My kids did service trips, S through a church (not our own) and the trip was paid for by church members’ donations. They went in a couple of large vans, slept on church floors, host church in disaster area fed them. I think it was Missouri after flooding that time.

D went on 2 trips sponsored by the HS. This had a cost of about $400 per student (which was less than the actual cost due to donations for this fund from a local org), but even that “co pay” could be fully or partially waived if you demonstrated financial need. These kids got on a charter bus and also slept in sleeping bags on floors and were fed by host orgs. They worked every day of the spring break (7-8 days I think) except one - that one day they did fun stuff in the area. She went to New Orleans and also to Oklahoma, hurricane and tornado cleanup/rebuild.

In no case was there fundraising involved.

@dfbdfb Neither of us has the time to check, I’m sure, but I bet (a) the proportions at hyperselective universities as a group are meaningfully more humanities-weighted than the national averages you linked, and (b) humanities departments at such institutions are more heavily weighted to tenured faculty than are more fashionable departments (since junior faculty complements are relatively easily manageable in the short and medium terms).
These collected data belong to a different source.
PR #5800, opened 2026-08-20
Limit P100 psmp regtest concurrency

DCM-Uni-Paderborn:
The targeted Spack psmp P100 run for #5792 completed 5941/5952 tests. Its remaining failures were one post-run segmentation fault and ten SIRIUS tests that timed out together, while the same SIRIUS input succeeds both classically and through the CP2K shell on an independent SIRIUS-enabled build. This points to node-level resource or process-teardown contention rather than incorrect test results.

Reduce the P100 psmp runner from six to four concurrent regtest workers by setting `--maxtasks=16` for its 2-MPI-rank, 2-OpenMP-thread jobs. All tests and dependencies remain enabled, and the existing per-test timeout stays unchanged.

Checks performed:
- `./make_pretty.sh`
- `git diff --check`

A targeted `spack-psmp-p100` run is needed to confirm the dashboard behavior.

### DIFF
--- a/tools/docker/Dockerfile.test_spack_psmp-P100
+++ b/tools/docker/Dockerfile.test_spack_psmp-P100
@@ -106,7 +106,7 @@ COPY --from=build_cp2k /etc/ld.so.conf.d/cp2k.conf /etc/ld.so.conf.d/cp2k.conf
 RUN ldconfig
 
 # Run CP2K regression test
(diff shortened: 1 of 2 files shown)


DCM-Uni-Paderborn:
The reduced-concurrency validation is still running, but the trade-off is already problematic: after roughly 95 minutes it had completed only 155 of 490 test directories, while the CI pod has a hard three-hour runtime limit. The previous six-worker run already took 140 minutes, so reducing it to four workers is unlikely to be a viable permanent fix. I am moving this PR back to draft and will treat the run as diagnostic evidence rather than proposing the limit for merge.

PR #5801, opened 2026-08-20
Limit OpenMPI debug regtest concurrency

DCM-Uni-Paderborn:
The Spack OpenMPI pdbg dashboard has failed on different tests in successive runs: the archived run timed out in `QS/regtest-acc-2/HF-ec2.inp` at 150 seconds, while the targeted run for #5787 timed out in `QS/regtest-stda-force-3/h2o_f20.inp` and `xTB/regtest-gfn1-d/ch2o_t08.inp` despite a 400-second limit. No incorrect numerical result was reported.

The runner currently starts 16 concurrent two-rank debug jobs on 32 CPUs. Cap it at eight concurrent jobs with `--maxtasks=16`. This keeps every test enabled and preserves the 400-second per-test timeout while reducing memory and process contention in the leak-sanitized debug build.

Checks performed:
- `./make_pretty.sh`
- `git diff --check`

A targeted `spack-openmpi-pdbg` run is needed to validate the change.

### DIFF
--- a/tools/docker/Dockerfile.test_spack_openmpi-pdbg
+++ b/tools/docker/Dockerfile.test_spack_openmpi-pdbg
@@ -92,7 +92,7 @@ COPY --from=build_cp2k /etc/ld.so.conf.d/cp2k.conf /etc/ld.so.conf.d/cp2k.conf
 RUN ldconfig
 
 # Run CP2K regression test
-RUN /opt/cp2k/install/bin/launch /opt/cp2k/install/bin/run_tests --timeout 400 || echo "ERROR: Regression test run failed"
+RUN /opt/cp2k/install/bin/launch /opt/cp2k/install/bin/run_tests --timeout 400 --maxtasks=16 || echo "ERROR: Regression test run failed"
 
 # Create entrypoint and finalise container build
 WORKDIR /mnt
--- a/tools/docker/generate_dockerfiles.py
+++ b/tools/docker/generate_dockerfiles.py
@@ -158,7 +158,7 @@ def main() -> None:
                 version="pdbg",
                 mpi_mode="openmpi",
                 feature_flags="",
-                testopts="--timeout 400",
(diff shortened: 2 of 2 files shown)


Growl1234:
I believe, instead of simply reducing the concurrency, we should try to reproduce the problem and find out the *real* issue.

DCM-Uni-Paderborn:
Agreed. The lower-concurrency run shows that the failure is concurrency-sensitive, but it does not identify the underlying cause. The tests that previously timed out after 400 seconds completed in 2.6 to 7.5 seconds in the successful run, so shared-memory, MPI-resource, or cross-job isolation effects should be reproduced at the original concurrency before proposing a permanent change. I am moving this PR back to draft while investigating that.

DCM-Uni-Paderborn:
I compared the full- and reduced-concurrency reports in more detail. With 16 workers, instances of the same test names first complete normally, while two later launches produce no CP2K output and remain stuck until the exact 400 s timeout. The 99th percentile of all other tests stays at 16.4 s. With 8 workers, the affected instances complete in 2.63--7.52 s. This narrows the symptom to sporadic process-launch or shared-resource contention rather than intrinsically slow regtests, but it still does not identify whether the underlying issue is in OpenMPI/PMIx, the GCP runner, or the concurrent-launch behavior of the test driver. I am therefore keeping this PR as a draft and am not proposing the concurrency reduction as the final fix.

DCM-Uni-Paderborn:
Closing this diagnostic PR because reducing the regtest concurrency only avoids the symptom and does not identify the underlying process-launch failure. The comparison above is preserved for a focused cp2k-ci/OpenMPI/GCP investigation if the issue recurs.

oschuett:
Note that we currently can't clearly detect when a container on GCP runs out of memory because we're using Kubernetes Jobs that just restart the Pods without preserving their exit code. As part of my refactoring, I want to switch to scheduling Pods directly.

@hebegebe (1) At the types of universities we are talking about (private, hyperselective), faculties tend to be very powerful, both in the actual decisionmaking structure and in terms of philosophy. (2) Even if they weren’t, an admissions director who produced a student body that was completely out of whack with the classes offered by tenured faculty in the university would not be admissions director for long. (3) Most importantly, if you think taking a 50-year-view elite university leadership believes that humanities are unimportant, you are dead wrong.